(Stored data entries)
************

PR #3044, opened 2026-07-15
Remove `MeasureNoiseLearningOptions.shots_per_randomization` attribute in executor-based estimator

SamFerracin:
### Summary
In the Executor-based Estimator, every TREX circuit is executed with the same number of shots as every other item in the program. This PR removes the ability to specify `MeasureNoiseLearningOptions.shots_per_randomization`, which is currently ignored after PR #3035, and had probably been forgotten

### AI/LLM disclosure

### DIFF
--- a/qiskit_ibm_runtime/options_models/measure_noise_learning_options.py
+++ b/qiskit_ibm_runtime/options_models/measure_noise_learning_options.py
@@ -33,6 +33,6 @@ class MeasureNoiseLearningOptions:
     num_randomizations: int | Literal["auto"] = "auto"
     """The number of random circuits to draw for the measurement learning experiment.
 
-    If "auto", the calibration uses the same number of randomizations
+    If ``"auto"``, the calibration uses the same number of randomizations
     as specified in the estimator's twirling options.
     """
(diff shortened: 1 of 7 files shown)


qiskit_ibm_runtime/options_models/measure_noise_learning_options.py
```diff
@@ -36,9 +36,3 @@ class MeasureNoiseLearningOptions:
     If "auto", the calibration uses the same number of randomizations
```
leonapivato: Unrelated to the changes in this PR, but is this supposed to be ``auto`` instead of "auto"?

leonapivato:
```suggestion
    If ``auto``, the calibration uses the same number of randomizations
```

if that is the case

SamFerracin: It's `"auto"` actually: [a23a1bc](https://github.com/Qiskit/qiskit-ibm-runtime/pull/3044/commits/a23a1bca78bba8984bc65349d968a28200e00e84)

leonapivato (approved):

************

§ **AIM OF THE EXERCISE**
Exactly the lines from the one containing "(diff shortened: 1 of 7 files shown)" through the end of the entries above must be output, and no others.

§ **COMPLETED EXERCISE**
(diff shortened: 1 of 7 files shown)


qiskit_ibm_runtime/options_models/measure_noise_learning_options.py
```diff
@@ -36,9 +36,3 @@ class MeasureNoiseLearningOptions:
     If "auto", the calibration uses the same number of randomizations
```
leonapivato: Unrelated to the changes in this PR, but is this supposed to be ``auto`` instead of "auto"?

leonapivato:
```suggestion
    If ``auto``, the calibration uses the same number of randomizations
```

if that is the case

SamFerracin: It's `"auto"` actually: [a23a1bc](https://github.com/Qiskit/qiskit-ibm-runtime/pull/3044/commits/a23a1bca78bba8984bc65349d968a28200e00e84)

leonapivato (approved):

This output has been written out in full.